* _DIRECTIONS FOR THIS TASK_
The entries below should be written out again exactly as they stand.

* _THE DATA_
□ □ □
PR #1253, opened 2023-01-12
Add com.snowplowanalytics.snowplow/mobile_context/jsonschema/1-0-3 (close #1252)

### LINKED ISSUE #1252: Add com.snowplowanalytics.snowplow/mobile_context/jsonschema/1-0-3
This is a new version of the `mobile_context` schema tracked by the mobile trackers which will add the following properties:

* isPortrait – A Boolean indicating whether the device orientation is portrait (either upright or upside down)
□ □ □
* _SOLUTION_
PR #1253, opened 2023-01-12
Add com.snowplowanalytics.snowplow/mobile_context/jsonschema/1-0-3 (close #1252)

### LINKED ISSUE #1252: Add com.snowplowanalytics.snowplow/mobile_context/jsonschema/1-0-3
This is a new version of the `mobile_context` schema tracked by the mobile trackers which will add the following properties:

* isPortrait – A Boolean indicating whether the device orientation is portrait (either upright or upside down)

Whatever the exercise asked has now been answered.